### Records supplied
--- START ---
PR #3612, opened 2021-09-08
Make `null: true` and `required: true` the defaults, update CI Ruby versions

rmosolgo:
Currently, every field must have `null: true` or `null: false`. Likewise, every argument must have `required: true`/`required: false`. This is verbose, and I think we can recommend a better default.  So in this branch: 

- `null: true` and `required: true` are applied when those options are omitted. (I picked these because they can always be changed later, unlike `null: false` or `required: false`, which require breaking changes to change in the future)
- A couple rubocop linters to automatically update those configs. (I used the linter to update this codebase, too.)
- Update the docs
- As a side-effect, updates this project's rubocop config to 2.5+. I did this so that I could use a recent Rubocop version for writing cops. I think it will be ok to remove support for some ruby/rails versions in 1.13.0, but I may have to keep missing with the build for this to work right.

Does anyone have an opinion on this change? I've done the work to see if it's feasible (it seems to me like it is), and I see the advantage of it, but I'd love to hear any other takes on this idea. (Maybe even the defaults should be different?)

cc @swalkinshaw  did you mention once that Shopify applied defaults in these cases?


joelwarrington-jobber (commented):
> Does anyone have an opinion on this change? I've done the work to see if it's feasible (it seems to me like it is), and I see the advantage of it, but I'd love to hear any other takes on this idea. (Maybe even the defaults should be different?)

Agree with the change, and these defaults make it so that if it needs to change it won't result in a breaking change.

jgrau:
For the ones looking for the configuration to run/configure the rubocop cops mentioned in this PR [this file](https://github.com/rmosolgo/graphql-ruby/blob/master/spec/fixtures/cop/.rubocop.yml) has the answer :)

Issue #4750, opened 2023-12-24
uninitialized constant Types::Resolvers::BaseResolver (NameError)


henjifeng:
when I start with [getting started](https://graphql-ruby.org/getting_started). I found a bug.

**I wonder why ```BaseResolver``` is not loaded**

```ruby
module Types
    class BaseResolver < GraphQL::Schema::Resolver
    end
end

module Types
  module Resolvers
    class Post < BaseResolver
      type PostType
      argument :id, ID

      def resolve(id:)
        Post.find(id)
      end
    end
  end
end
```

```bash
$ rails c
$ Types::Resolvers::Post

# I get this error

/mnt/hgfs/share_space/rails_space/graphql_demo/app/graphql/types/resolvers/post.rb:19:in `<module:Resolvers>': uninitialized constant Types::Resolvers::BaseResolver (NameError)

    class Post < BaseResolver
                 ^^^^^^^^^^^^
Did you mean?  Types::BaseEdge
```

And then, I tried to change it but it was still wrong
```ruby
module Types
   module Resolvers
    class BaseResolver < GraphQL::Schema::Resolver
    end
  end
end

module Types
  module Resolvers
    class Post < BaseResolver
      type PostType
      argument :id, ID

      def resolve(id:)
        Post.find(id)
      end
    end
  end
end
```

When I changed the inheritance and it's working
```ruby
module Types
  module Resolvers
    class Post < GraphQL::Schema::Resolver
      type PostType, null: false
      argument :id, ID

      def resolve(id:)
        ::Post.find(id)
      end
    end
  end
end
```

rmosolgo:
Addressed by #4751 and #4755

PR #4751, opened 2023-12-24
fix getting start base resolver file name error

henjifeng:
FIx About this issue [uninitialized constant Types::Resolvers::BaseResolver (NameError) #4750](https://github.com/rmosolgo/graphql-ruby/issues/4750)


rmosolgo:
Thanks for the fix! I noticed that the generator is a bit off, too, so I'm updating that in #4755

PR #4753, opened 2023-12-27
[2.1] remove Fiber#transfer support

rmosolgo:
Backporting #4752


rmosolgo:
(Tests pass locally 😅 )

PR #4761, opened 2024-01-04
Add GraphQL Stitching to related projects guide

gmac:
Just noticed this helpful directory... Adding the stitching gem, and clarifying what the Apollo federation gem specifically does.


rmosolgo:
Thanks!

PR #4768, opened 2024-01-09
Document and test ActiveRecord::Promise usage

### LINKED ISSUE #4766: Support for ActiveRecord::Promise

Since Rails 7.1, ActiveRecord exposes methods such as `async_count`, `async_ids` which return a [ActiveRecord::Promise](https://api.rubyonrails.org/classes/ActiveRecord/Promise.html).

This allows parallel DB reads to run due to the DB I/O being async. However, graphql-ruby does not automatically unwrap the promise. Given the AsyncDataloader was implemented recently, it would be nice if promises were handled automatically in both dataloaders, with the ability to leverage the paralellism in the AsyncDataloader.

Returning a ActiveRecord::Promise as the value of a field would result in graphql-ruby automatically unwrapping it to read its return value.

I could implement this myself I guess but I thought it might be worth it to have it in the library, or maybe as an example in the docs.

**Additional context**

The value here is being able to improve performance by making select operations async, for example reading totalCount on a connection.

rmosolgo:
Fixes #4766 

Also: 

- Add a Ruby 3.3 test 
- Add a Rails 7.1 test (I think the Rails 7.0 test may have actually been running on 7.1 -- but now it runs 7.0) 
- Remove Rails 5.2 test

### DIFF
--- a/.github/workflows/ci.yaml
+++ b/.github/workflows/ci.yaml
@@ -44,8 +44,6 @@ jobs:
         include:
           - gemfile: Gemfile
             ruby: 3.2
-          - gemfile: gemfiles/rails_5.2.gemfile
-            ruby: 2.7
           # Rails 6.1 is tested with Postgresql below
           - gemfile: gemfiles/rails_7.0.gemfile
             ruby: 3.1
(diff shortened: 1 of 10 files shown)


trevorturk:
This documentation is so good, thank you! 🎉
--- END ---
### Work to complete
Only lines that contain "automatically" are needed, so copy each of them from the data.

### Solution to this exercise
- A couple rubocop linters to automatically update those configs. (I used the linter to update this codebase, too.)
This allows parallel DB reads to run due to the DB I/O being async. However, graphql-ruby does not automatically unwrap the promise. Given the AsyncDataloader was implemented recently, it would be nice if promises were handled automatically in both dataloaders, with the ability to leverage the paralellism in the AsyncDataloader.
Returning a ActiveRecord::Promise as the value of a field would result in graphql-ruby automatically unwrapping it to read its return value.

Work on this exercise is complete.